Not sure whether this is a programming problem. I began to suspect so... but then I ran the Java program (executable jar) in question in a Windows console instead of a Cygwin one... and it ran fine: output accents fine, accented input accepted fine. So what follows applies only to the Cygwin console.

I'm processing some French text. When accented characters are printed (System.out) a sort of "hashed box" is printed instead. I saw another question here about this but there was no solution or proper explanation given.

And when I enter accented characters these are read in incorrectly (Java System.in), e.g. "bénéfice" is then printed out (in the log which is handling encoding correctly) as "bénéfice".

What is puzzling (perhaps) is that I am able to type "bénéfice" in the console. The font Deja Vu Sans Mono is meant to handle Unicode well, as I understand it. So... might this be something to do with the Java System.in and System.out streams???

For the avoidance of doubt, this is Cygwin on a Windows platform (does anyone use Cygwin on a non-Windows OS?).

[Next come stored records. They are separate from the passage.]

PR #567, opened 2016-04-16
Update German translation

FriedrichFroebel:


justinclift:
This is causing an error with the Travis CI build.

Are you ok to fix the problem? :smile:

FriedrichFroebel:
If I'd know what the problem is ...

justinclift:
Are you having trouble seeing the error message?

If so, it's here:

&nbsp; &nbsp; https://travis-ci.org/sqlitebrowser/sqlitebrowser/jobs/123551552

Scroll about 1/2 way down, and it has this info:

```
...
[ 56%] Generating qrc_icons.cxx
[ 57%] Generating qrc_flags.cxx
[ 58%] Generating ../src/translations/sqlb_ru.qm
Updating '/home/travis/build/sqlitebrowser/sqlitebrowser/src/translations/sqlb_ru.qm'...
    Generated 533 translation(s) (533 finished and 0 unfinished)
[ 58%] Generating ../src/translations/sqlb_de.qm
lrelease error: Unexpected characters '%n Zeichen' at /home/travis/build/sqlitebrowser/sqlitebrowser/src/translations/sqlb_de.ts:285:50
make[2]: *** [../src/translations/sqlb_de.qm] Error 1
```

Does that help?

FriedrichFroebel:
Yes, now I've found the right position inside the TS file.
I removed the `<numerusform>`-lines there as both (singular and plural) have the same phrase. I'm not very familiar with Qt and TS files so therefore I can't imagine if this provoked the problem.

justinclift:
Awesome.  You'll need to push the updated version GitHub, so the Travis tests can run again. :smile:

FriedrichFroebel:
The problems are occuring with the removed lines.

MKleusberg:
Just played around with this a little (I have no experience with the translations tools either...).
But it seems to work if you delete the 'numerus="yes"' bit a few lines further up. There are multiple occurences of it though. Probably makes sense to look up how these numerus translations work though ^^

justinclift:
@FriedrichFroebel Oops, only just noticed this is passing now!  Do you feel it's in a good state for merging now? :smile:

MKleusberg:
For me this looks good. Thanks for all the work you've put into this, @FriedrichFroebel! :+1: 

Just two minor comments:
1) Right at the start of the file there is still the old project name (Sqlitebrowser) instead of the new one (DB Browser for SQLite). That's not @FriedrichFroebel's fault because it's still there from my very old (and even more basic) translation attempts. But we might want to update it on the way.
2) Making this into one commit would look a lot nicer in the commit history.

But other than that I'm quite happy to finally have a proper translation into German :smiley:

justinclift:
@MKleusberg Good news.  We don't need people to squash everything into a single commit any more.  GitHub [added an option](https://github.com/blog/2141-squash-your-commits) for that to happen automatically when doing a merge.  It's the default (in this repo at least), so it "just happens" when doing merges with the GUI.  It can be turned off, but I've not found a need to so far. :smile:

justinclift:
@FriedrichFroebel Ahhh, you're still adding to it.  Let us know when you feel it's ready, and someone will click the Merge button. :smile:

FriedrichFroebel:
@justinclift Just updated the project name, now everything should be ok.

MKleusberg:
Awesome! Thank you very much :smiley:

justinclift:
@FriedrichFroebel Thanks @FriedrichFroebel. :smile:

As a thought, have you noticed any text strings in the interface which aren't being translated yet?  I'm not 100% convinced we have total coverage. :wink:

FriedrichFroebel:
@justinclift I do not have any overview about this but when looking at newer translations (Turkish for example) there are about 2800 lines of content, whereas in the older ones there are only around 2100 lines.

I have tried changing the "Locale" and Character set and Font, by going Options --> Text. Nothing changes these boxes. At the moment settings are the default ones:
Font: Deja Vu Sans Mono
Locale: en_GB
Character set: UTF-8

At the command prompt, when I go

$ locale

I get

LANG=en_GB.UTF-8
LC_CTYPE="en_GB.UTF-8"
LC_NUMERIC="en_GB.UTF-8"
LC_TIME="en_GB.UTF-8"
LC_COLLATE="en_GB.UTF-8"
LC_MONETARY="en_GB.UTF-8"
LC_MESSAGES="en_GB.UTF-8"
LC_ALL=

Anyone know what I should do?

回答1:

Thanks to Paul and Zhong Yu for the answers here.

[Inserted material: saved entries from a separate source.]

Issue #373, opened 2015-07-01
Suggestion: display numbers in hex format 


jflucc:
Problem:
Current software can display numbers only in decimal format.For my current use sqlite as a database,  many items are created in hex format. Not comfortable read them in decimal format.
Suggestion:
Every display of data has two options, decimal or hex. Let user to choose.

justinclift:
This sounds like it could be useful for people.  To clarify your suggestion, where are you wanting hex numbers to be displayed?  In the Browse Data tab, or in the Execute SQL tab, or somewhere else?

Also are you thinking it would be best as an option that can be turned on in the Preferences dialog, or something else? :smile:

jflucc:
For me, I prefer to display it in Browse Data tab.  For example, in the attached picture, I prefer the item "diag_msg_def_id" to be displayed in hex format because the item are defined in hex format in my software application.  

Thank you for your efforts! 

Date: Tue, 30 Jun 2015 18:37:48 -0700

justinclift:
Interesting.  So, it would be better to have this be changeable per column, instead of a default for everything?  I'm thinking that when you open a database for the first time + go to the Browse Data tab, you might need to do something like right click and choose a "Display in Hexadecimal" or something.  And we should store that column preference in the project file for a database too.

Does that sound like the best approach?

jflucc:
Yes, your proposal is exactly what I want.😊

Date: Tue, 30 Jun 2015 21:44:02 -0700

MKleusberg:
If I may make this even more complex: I'd suggest making this a fully flexible thing. For a previous project some years ago I had to use Qt's Julian day date format (which works similar to Unix epoch), this made the date values as they are stored in the database really difficult to read and even more so to edit. So maybe we should add some option to specify short SQL fragments (or some other code) which convert between stored data format and display format - ideally in both directions.

justinclift:
@MKleusberg Interesting thought.  Maybe we should have a right click thing that lets people choose from various display options (binary, octal, decimal, hex?), but also allows defining custom ones too using (say) [QString string formatting](http://doc.qt.io/qt-4.8/qstring.html#arg).  eg:

Name | String
---- | ------
Binary | [unsure]
Octal | "%o"
Decimal | "%d"
Hex | "%#x"
My Custom String | "Hi there %s"

[...]

PR #569, opened 2016-04-19
attempt at adding decimal

jungle-boogie:
hopefully a passable attempt to add decimal support per
https://github.com/sqlitebrowser/sqlitebrowser/issues/373#issuecomment-211025161

I re-organized the conversion list, too.

### DIFF
--- a/src/ColumnDisplayFormatDialog.cpp
+++ b/src/ColumnDisplayFormatDialog.cpp
@@ -82,5 +82,5 @@ void ColumnDisplayFormatDialog::updateSqlCode()
     else if(format == "hexblob")
         ui->editDisplayFormat->setText("hex(" + sqlb::escapeIdentifier(column_name) + ")");
     else if(format == "decimal")
-        ui->editDisplayFormat->setText("printf('0x%d', " + sqlb::escapeIdentifier(column_name) + ")");
+        ui->editDisplayFormat->setText("printf('%d', " + sqlb::escapeIdentifier(column_name) + ")");
 }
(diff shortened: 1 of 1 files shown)


justinclift:
Hmmm, that's breaking the build.  Are you ok to click on "Details" to check the error, and attempt to fix it? :smile:

justinclift:
@jungle-boogie Sorry, didn't notice you've pushed a fix.  Just tested it quickly here, and it (mostly) works.

There is one bit I'm unsure of though.  For decimal display, it's using "0x" as the prefix.  eg "0x10".

Isn't "0x" normally used to indicate a hexadecimal number?

jungle-boogie:
%d is decimal!

justinclift:
Awesome!  Testing now. :smile:

justinclift:
Yep, that looks good now.  Thanks @jungle-boogie. :smile:

MKleusberg:
Yes, this is looking fine :smile: Thanks for your contribution!
It's also nice to see somebody working on the display format feature - I wasn't really sure whether somebody is actually using it :wink:

justinclift:
@MKleusberg - just as a heads up while on the topic... the format definition box itself doesn't seem to be editable for the "custom" type.  eg people can't type in their own format and have it stick.  Is that supposed to work? :smile:

MKleusberg:
I'm not sure to be honest ^^ But the code looks like this was never supposed to work. Allowing to type in one's own display formats isn't as easy as it sounds either, because we'd had to add some extra error checking. With the current code I see two problems:
1) If the user types in some invalid code we'd get a syntax error. Not sure how we'd react there but we definitely don't display a proper error message.
2) The user could type in some code that generates more than one column. This one is tricky because it doesn't produce a syntax error but would cause a lot of confusion throughout the application. So by some means we'd have to detect this case and prohibit it.

So, yes, we can get this done. But it's a bit trickier than expected. I'll just open a new issue for now so we can keep this in mind :smile:

justinclift:
Cool. :smile:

To print to Cygwin do this sort of thing:

PrintStream out = new PrintStream(System.out, true, "UTF-8");
out.print( outputString );

To read from Cygwin do this sort of thing:

BufferedReader br = new BufferedReader( new InputStreamReader(System.in, "UTF-8") );
String nextInputLine = br.readLine();

Slightly amazed that this question has not come up before re Cygwin.